+++ Input for this task +++

PR #1941, opened 2018-02-19
project_loader: handle invalid unicode chars

kalikiana:

-----
Fixes: [LP: #1737571](https://bugs.launchpad.net/snapcraft/+bug/1737571)

Note that the exception is currently raised with valid and invalid unicode chbaracters due to the upstream bug [pyyaml#25](https://github.com/yaml/pyyaml/issues/25). But we'll want to handle the error cleanly even if the upstream issue is fixed.

Steps to reproduce:

    $ snap install snapcraft --classic --edge
    $ snapcraft init
    $ # Modify "summary" or "version" to include the 💩 emoji
    $ snapcraft pull
    $ # Build fails to validate snapcraft.yaml

This branch adds a patch to the PyYAML used by the Snapcraft snap to handle the unicode code points erroneously flagged as invalid, such as the 💩 emoji. A Snapcraft snap built from this PR will successfully validate a summary or description making use of the 💩 emoji.

New test cases:
 - tests.unit.project_loader.test_config.test_invalid_yaml_invalid_unicode_chars
 - tests.integration.general.test_global_properties

Note: The integration level test for the PyYAML work-around is skipped unless testing with a snap or Debian package (ie. `SNAPCRAFT_FROM_SNAP=1` is set or `SNAPCRAFT_FROM_DEB=1` is set), both of which are patched. I verified with a snap from the branch, and running the tests in a virtual environment respectively.


chipaca:
Why is that invalid in a description? What is a valid description?

(I don't think descriptions should be ascii-only)

kalikiana:
@chipaca See my note in the description. There's a bug in pyyaml's handling of the unicode spec.

chipaca:
yes, that's what's brought me here: you're upgrading a "the yaml parser we chose to use does not handle this" to "this is not allowed". it's fine to say "not supported (use a \u escape sequence instead)", or even do the conversion ourselves ahead of time, but to say "not allowed" is a lie (you can work around it by using a \u escape), and not what we want either (these fields are for human-readable text, ie unicode.

There _is_ validation to be done on these fields: I don't think they should include any character from the private use area nor any control character. But that's separate.

chipaca:
FWIW,
```
>>> sys.stdout.buffer.write("💩\n".encode("ascii", errors='backslashreplace'))
\U0001f4a9
```

kalikiana:
Seems like the Debian package was patched, so the version in pip behaves differently, causing the failure in CI. I changed the original test case now to use a code point that's actually invalid vs. parsed as invalid upstream, and also added a work-around so that emoji like in the bug report are considered valid regardless of version.

snap/snapcraft.yaml
```diff
@@ -47,6 +48,7 @@ parts:
         TRIPLET_PATH="$SNAPCRAFT_PART_INSTALL/usr/lib/$(gcc -print-multiarch)"
         LIBSODIUM=$(readlink -n $TRIPLET_PATH/libsodium.so.18)
         ln -s $LIBSODIUM $TRIPLET_PATH/libsodium.so
+        patch -d $SNAPCRAFT_PART_INSTALL/lib/python3.6/site-packages -p1 < $SNAPCRAFT_STAGE/pyyaml-support-high-codepoints.diff
     after: [python, apt]
```
kyrofa: You probably want to add `patches` to after here.

sergiusens: the after for python includes this, so the chain is somewhat complete; I will sort of ignore this as we are going back to `stage-packages` as soon as our SRUed deb gets in with the fixes for classic

sergiusens: Good catch otherwise ;-)

sergiusens:
tested the snap, also works.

+++

## Task to carry out
The full set of entries must be restated exactly, with none omitted.

## Task result
PR #1941, opened 2018-02-19
project_loader: handle invalid unicode chars

kalikiana:

-----
Fixes: [LP: #1737571](https://bugs.launchpad.net/snapcraft/+bug/1737571)

Note that the exception is currently raised with valid and invalid unicode chbaracters due to the upstream bug [pyyaml#25](https://github.com/yaml/pyyaml/issues/25). But we'll want to handle the error cleanly even if the upstream issue is fixed.

Steps to reproduce:

    $ snap install snapcraft --classic --edge
    $ snapcraft init
    $ # Modify "summary" or "version" to include the 💩 emoji
    $ snapcraft pull
    $ # Build fails to validate snapcraft.yaml

This branch adds a patch to the PyYAML used by the Snapcraft snap to handle the unicode code points erroneously flagged as invalid, such as the 💩 emoji. A Snapcraft snap built from this PR will successfully validate a summary or description making use of the 💩 emoji.

New test cases:
 - tests.unit.project_loader.test_config.test_invalid_yaml_invalid_unicode_chars
 - tests.integration.general.test_global_properties

Note: The integration level test for the PyYAML work-around is skipped unless testing with a snap or Debian package (ie. `SNAPCRAFT_FROM_SNAP=1` is set or `SNAPCRAFT_FROM_DEB=1` is set), both of which are patched. I verified with a snap from the branch, and running the tests in a virtual environment respectively.


chipaca:
Why is that invalid in a description? What is a valid description?

(I don't think descriptions should be ascii-only)

kalikiana:
@chipaca See my note in the description. There's a bug in pyyaml's handling of the unicode spec.

chipaca:
yes, that's what's brought me here: you're upgrading a "the yaml parser we chose to use does not handle this" to "this is not allowed". it's fine to say "not supported (use a \u escape sequence instead)", or even do the conversion ourselves ahead of time, but to say "not allowed" is a lie (you can work around it by using a \u escape), and not what we want either (these fields are for human-readable text, ie unicode.

There _is_ validation to be done on these fields: I don't think they should include any character from the private use area nor any control character. But that's separate.

chipaca:
FWIW,
```
>>> sys.stdout.buffer.write("💩\n".encode("ascii", errors='backslashreplace'))
\U0001f4a9
```

kalikiana:
Seems like the Debian package was patched, so the version in pip behaves differently, causing the failure in CI. I changed the original test case now to use a code point that's actually invalid vs. parsed as invalid upstream, and also added a work-around so that emoji like in the bug report are considered valid regardless of version.

snap/snapcraft.yaml
```diff
@@ -47,6 +48,7 @@ parts:
         TRIPLET_PATH="$SNAPCRAFT_PART_INSTALL/usr/lib/$(gcc -print-multiarch)"
         LIBSODIUM=$(readlink -n $TRIPLET_PATH/libsodium.so.18)
         ln -s $LIBSODIUM $TRIPLET_PATH/libsodium.so
+        patch -d $SNAPCRAFT_PART_INSTALL/lib/python3.6/site-packages -p1 < $SNAPCRAFT_STAGE/pyyaml-support-high-codepoints.diff
     after: [python, apt]
```
kyrofa: You probably want to add `patches` to after here.

sergiusens: the after for python includes this, so the chain is somewhat complete; I will sort of ignore this as we are going back to `stage-packages` as soon as our SRUed deb gets in with the fixes for classic

sergiusens: Good catch otherwise ;-)

sergiusens:
tested the snap, also works.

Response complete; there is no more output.